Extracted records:

——

PR #4921, opened 2024-01-30
Speed up generate-sql

scholtzan:
This is to speed up the `generate-sql` task. With the changes it finishes in about ca 7 min vs the usual 14 min

Checklist for reviewer:

┆Issue is synchronized with this [Jira Task](https://mozilla-hub.atlassian.net/browse/DENG-2550)

### DIFF
--- a/bigquery_etl/cli/metadata.py
+++ b/bigquery_etl/cli/metadata.py
@@ -53,23 +53,35 @@ def update(name: str, sql_dir: Optional[str], project_id: Optional[str]) -> None
         dataset_metadata = DatasetMetadata.from_file(dataset_metadata_path)
         table_metadata = Metadata.from_file(table_metadata_file)
 
+        dataset_metadata_updated = False
+        table_metadata_updated = False
+
         # set dataset metadata default_table_workgroup_access to table_workgroup_access if not set
         if not dataset_metadata.default_table_workgroup_access:
             dataset_metadata.default_table_workgroup_access = (
                 dataset_metadata.workgroup_access
             )
+            dataset_metadata_updated = True
 
         if table_metadata.deprecated:
             # set workgroup: [] if table has been tagged as deprecated
             # this overwrites existing workgroups
             table_metadata.workgroup_access = []
+            table_metadata_updated = True
             dataset_metadata.workgroup_access = []
+            dataset_metadata_updated = True
         else:
             if table_metadata.workgroup_access is None:
                 table_metadata.workgroup_access = (
                     dataset_metadata.default_table_workgroup_access
                 )
+                table_metadata_updated = True
 
-        dataset_metadata.write(dataset_metadata_path)
-        table_metadata.write(table_metadata_file)
+        if dataset_metadata_updated:
+            dataset_metadata.write(dataset_metadata_path)
+            click.echo(f"Updated {dataset_metadata_path}")
+        if table_metadata_updated:
+            table_metadata.write(table_metadata_file)
+            click.echo(f"Updated {table_metadata_file}")
+
     return None
--- a/bigquery_etl/cli/metadata.py
+++ b/bigquery_etl/cli/metadata.py
@@ -42,7 +42,7 @@ def update(name: str, sql_dir: Optional[str], project_id: Optional[str]) -> None
     table_metadata_files = paths_matching_name_pattern(
         name, sql_dir, project_id=project_id, files=["metadata.yaml"]
     )
-    dataset_metadata_path = None
+
     # create and populate the dataset metadata yaml file if it does not exist
     for table_metadata_file in table_metadata_files:
         dataset_metadata_path = (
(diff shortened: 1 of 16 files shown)


bigquery_etl/cli/metadata.py
```diff
@@ -72,5 +72,4 @@ def update(name: str, sql_dir: Optional[str], project_id: Optional[str]) -> None
 
         dataset_metadata.write(dataset_metadata_path)
         table_metadata.write(table_metadata_file)
-        click.echo(f"Updated {table_metadata_file}")
```
sean-rose, line 75: I'm guessing you're removing this because it's saying basically every one is being updated?

Instead of removing the logging IMO it'd be better to improve this logic to keep track of whether the metadata was actually updated, and then only write the files and log when they actually were (which should also be a bit faster since fewer files would be written).
```python
        dataset_metadata_updated = False
        table_metadata_updated = False

        # set dataset metadata default_table_workgroup_access to table_workgroup_access if not set
        if not dataset_metadata.default_table_workgroup_access:
            dataset_metadata.default_table_workgroup_access = (
                dataset_metadata.workgroup_access
            )
            dataset_metadata_updated = True

        if table_metadata.deprecated:
            # set workgroup: [] if table has been tagged as deprecated
            # this overwrites existing workgroups
            if table_metadata.workgroup_access:
                table_metadata.workgroup_access = []
                table_metadata_updated = True
            if dataset_metadata.workgroup_access:
                dataset_metadata.workgroup_access = []
                dataset_metadata_updated = True
        elif table_metadata.workgroup_access is None:
            table_metadata.workgroup_access = (
                dataset_metadata.default_table_workgroup_access
            )
            table_metadata_updated = True

        if dataset_metadata_updated:
            dataset_metadata.write(dataset_metadata_path)
            click.echo(f"Updated {dataset_metadata_path}")
        if table_metadata_updated:
            table_metadata.write(table_metadata_file)
            click.echo(f"Updated {table_metadata_file}")
```

bigquery_etl/cli/query.py
```diff
@@ -1530,49 +1530,53 @@ def _initialize(query_file):
...
+    dataset_id = query_file.parent.parent.name
+    project_id = query_file.parent.parent.parent.name
+
+    jinja_params = {
+        **{
+            "project_id": project_id,
+            "dataset_id": dataset_id,
+            "table_name": table_name,
+        },
+    }
```
sean-rose, line 1557: This could be simplified.
```suggestion
    jinja_params = {
        "project_id": project_id,
        "dataset_id": dataset_id,
        "table_name": table_name,
    }
```

sql_generators/glean_usage/common.py
```diff
@@ -185,6 +185,7 @@ def __init__(self):
         self.across_apps_enabled = True
         self.cross_channel_template = "cross_channel.view.sql"
         self.base_table_name = "baseline_v1"
+        self.parallelism = 8
```
sean-rose, line 188: `bqetl generate glean_usage` has a `--parallelism` parameter, so IMO it'd be better to use that rather than hard-coding the parallelism.

sql_generators/glean_usage/glean_app_ping_views.py
```diff
@@ -13,6 +13,7 @@
 
 from jinja2 import Environment, FileSystemLoader
 from mozilla_schema_generator.glean_ping import GleanPing
+from pathos.multiprocessing import ThreadingPool
```
sean-rose, line 16: The other SQL generators that do parallel processing use `ProcessingPool` from `pathos.multiprocessing`, not `ThreadingPool`.  Is there a benefit to using `ThreadingPool`?

Also, why do the SQL generators use the third-party `pathos` package for parallel processing, while all other bigquery-etl code seems to use the built-in `multiprocessing` module?

sean-rose (approved):
r+wc

Twice as fast is an impressive speed-up!

sql_generators/glean_usage/glean_app_ping_views.py
scholtzan: this was the reason we ended up using pathos: https://github.com/mozilla/bigquery-etl/pull/2567/files#r768227839

_"The standard multiprocessing module has problems with executing functions in parallel that are not part of a package (resulting in pickling errors)."_

I tried using `ProcessingPool` here, but ran into two issues: one there were some issues with pickling the `GleanAppPingViews` class due to the `self` references, and second `ProcessingPool`s cannot be nested. `glean_usage` is using `ProcessingPool` to kick off generating the different tables per app.

sean-rose: Interesting.  I think that'd be worthy of an explanatory comment where `ThreadingPool` is being used in `GleanAppPingViews` (at least about why `ProcessingPool` couldn't be used).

——

## Exercise details
The answer must consist of every line above that holds the string "import", copied exactly.

## Reply
 from jinja2 import Environment, FileSystemLoader
 from mozilla_schema_generator.glean_ping import GleanPing
+from pathos.multiprocessing import ThreadingPool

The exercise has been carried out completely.